# Thread: Find function base on first order derivatives

1. ## Find function base on first order derivatives

Suppose that the function $\displaystyle f: \mathbb {R}^2 \rightarrow \mathbb {R}$ has the properties of:

a) $\displaystyle f(0,0)=1$
b) $\displaystyle \frac { \partial f }{ \partial x } (x,y) = 2$ and $\displaystyle \frac { \partial f }{ \partial y } (x,y) = 3 \ \ \ \ \ \forall (x,y) \in \mathbb {R}^2$

Prove that $\displaystyle f(x,y)=1+2x+3y$

Well, I guess I can integrate the derivatives and get this answer, but I have to solve it with methods of mean value theorem and gradients... How should I proceed? Thank you.
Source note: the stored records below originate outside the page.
PR #1705, opened 2020-11-12
Make interest notifications explicit match only

derekcollison:

/cc @nats-io/core

### DIFF
--- a/server/sublist.go
+++ b/server/sublist.go
@@ -138,9 +138,10 @@ func (s *Sublist) CacheEnabled() bool {
 // RegisterNotification will register for notifications when interest for the given
 // subject changes. The subject must be a literal publish type subject. The
 // notification is true for when the first interest for a subject is inserted,
-// and false when all interest in the subject is removed. The sublist will not
-// block when trying to send the notification. Its up to the caller to make sure
-// the channel send will not block.
+// and false when all interest in the subject is removed. Note that this interest
+// needs to be exact and that wildcards will not trigger the notifications. The sublist
+// will not block when trying to send the notification. Its up to the caller to make
+// sure the channel send will not block.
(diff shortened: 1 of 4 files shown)


server/sublist.go
```diff
@@ -149,8 +150,24 @@ func (s *Sublist) RegisterNotification(subject string, notify chan<- bool) error
 		return ErrNilChan
 	}
 
+	var hasInterest bool
 	r := s.Match(subject)
-	hasInterest := len(r.psubs)+len(r.qsubs) > 0
+
+	if len(r.psubs)+len(r.qsubs) > 0 {
+		for _, sub := range r.psubs {
+			if string(sub.subject) == subject {
```
ripienaar, line 158: not sure all the cases that would hit this code so just a question - this will prevent `>` from matching, good, but what about checking for `x.>` for a message on `x.y`, should we support those wildcards?

derekcollison: Slippery slope, I think we need to only match explicit.

derekcollison:
I see test failure on TestJetStreamAckExplicitMsgRemoval, looking now.

derekcollison:
ok fixed and force pushed.

kozlovic (approved):
LGTM. Given that delivery subjects cannot have wildcard, I believe that this is a good approach. Suppose a consumer that has delivery subject "bar" and filters subjects "foo.bar" from a stream that captures "foo.>". It is running and receives messages 1 and 2 published on foo.bar. The app is stopped, messages 2 and 3 are received. Starting a subscriber on ">" would cause messages to be delivered to this sub that is not meant to be the associated with JS durable. With this change, nothing would happen. Only after restarting the sub on "bar" would messages be delivered to the "real" application AND the subscriber on ">".

ripienaar (approved):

Suppose that the function $\displaystyle f: \mathbb {R}^2 \rightarrow \mathbb {R}$ has the properties of:
a) $\displaystyle f(0,0)=1$
b) $\displaystyle \frac { \partial f }{ \partial x } (x,y) = 2$ and $\displaystyle \frac { \partial f }{ \partial y } (x,y) = 3 \ \ \ \ \ \forall (x,y) \in \mathbb {R}^2$
Prove that $\displaystyle f(x,y)=1+2x+3y$
Start by looking at the function $\displaystyle g(x) = f(x,0)$. Apply the mean value theorem to show that $\displaystyle g(x) = 1 + 2x$. Then, knowing that $\displaystyle f(x,0) = 1+2x$, fix x and apply the mean value theorem to the function $\displaystyle h(y) = f(x,y)$ to show that $\displaystyle h(y) = h(0) + 3y = 1+2x+3y$.